Rozdział 1

21 2 0
                                    

Macarena z żalem patrzyła, jak ciało Zulemy powoli upadało na piasek. Nie mogła złapać oddechu, rozpacz ściskała jej gardło. Nie mogła uwierzyć w to, że właśnie osoba którą kochała, upadła na ziemię i już nigdy nie wstanie z niej o własnych siłach. Maca w głębi duszy miała nadzieję że to sen, że zaraz obudzi się w jej ramionach, że poczuje od niej zapach lekko męskich perfum i tytoniu od którego była uzależniona. Że będzie jej pleść warkocze z jej zniszczonych od rozjaśniania włosów, że będzie ją przytulać i odpychać... Nie stanie się tak ponownie...

Blondynka wysiadła z helikoptera. W zasadzie to pilot wyciągnął Macę ze środka. Nadal była w nie małym szoku. W końcu na jej oczach odeszła osoba którą znała naprawdę długo. W jej głowie cały czas miała pustkę i jakieś nieznaczące prawie nic wspomnienia z czarnowłosą. Podjechał po nią mężczyzna aby zabrać ją do hotelu Oaza. Macarena bez słowa usiadła na miejscu pasażera z przodu i zapięła pasy. Jej szoferem okazał się być rosły mężczyzna mający ok. 190 cm wzrostu. Wysadził ją pod samym budynkiem. Wysiadła z samochodu i poszła do portierni aby wziąć klucz do pokoju.

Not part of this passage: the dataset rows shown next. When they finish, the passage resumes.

PR #452, opened 2023-09-05
[14.0][IMP] added default operation on rma group, easy setup before rma lines created

ChrisOForgeFlow:
@ForgeFlow


AaronHForgeFlow (approved):
Nice improvement!

PR #456, opened 2023-09-26
[14.0][REF] rma: change rules to route in warehouse

DavidJForgeFlow:
The stock.rule fields are not used anywhere on rma. It's only usability is automatically setting the rules when setting a new warehouse with a RMA system. However, these rules are created by default in the main warehouse by the data. 
I propose to change the rules for routes to keep a good track of the RMA routes in warehouses and avoid duplicates.

@ForgeFlow

### DIFF
--- a/rma/models/rma_operation.py
+++ b/rma/models/rma_operation.py
@@ -12,7 +12,7 @@ class RmaOperation(models.Model):
     def _default_warehouse_id(self):
         company_id = self.env.user.company_id.id
         warehouse = self.env["stock.warehouse"].search(
-            [("company_id", "=", company_id)], limit=1
+            [("company_id", "=", company_id)], order="sequence asc", limit=1
         )
         return warehouse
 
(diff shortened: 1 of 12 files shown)


AaronHForgeFlow (commented):
Overall looks good. I have to do more testing. Just a couple of questions.

If I create a new warehouse and mark the opetion "RMA in this Warehouse" the routes are not created. I have to save and then edit and mark the option in order to get them created.

Then, once created, I could not make them work as they are. I created a customer RMA to be received in the RMA location for the new warehouse, but when I tried to create the incoming shipment the system was not able to fin the route, even when I select the new route in the RMA line

AaronHForgeFlow:
Also, I think the mehtod def _default_routes(self): in rma_operation should be changed so it takes the routes of the default warehouse

AaronHForgeFlow (approved):
Working good now merging soon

Ama już wiedziała co się stało. Przytuliła blondynkę i pomogła jej wejść do pomieszczenia. Zostawiła ją tam aby wzięła swoje rzeczy.

Maca chwyciła leżącą na łóżku bluzę należącą do jej przyjaciółki choć w zasadzie to dziewczyny. Była to bluza z Elsą którą Zulema wyjątkowo często nosiła. Macarena przytuliła ją, a w jej wnętrzu znalazła zwinięty kawałek kartki zaadresowany do niej. Miała mętlik w głowie, nie wiedziała co to może być.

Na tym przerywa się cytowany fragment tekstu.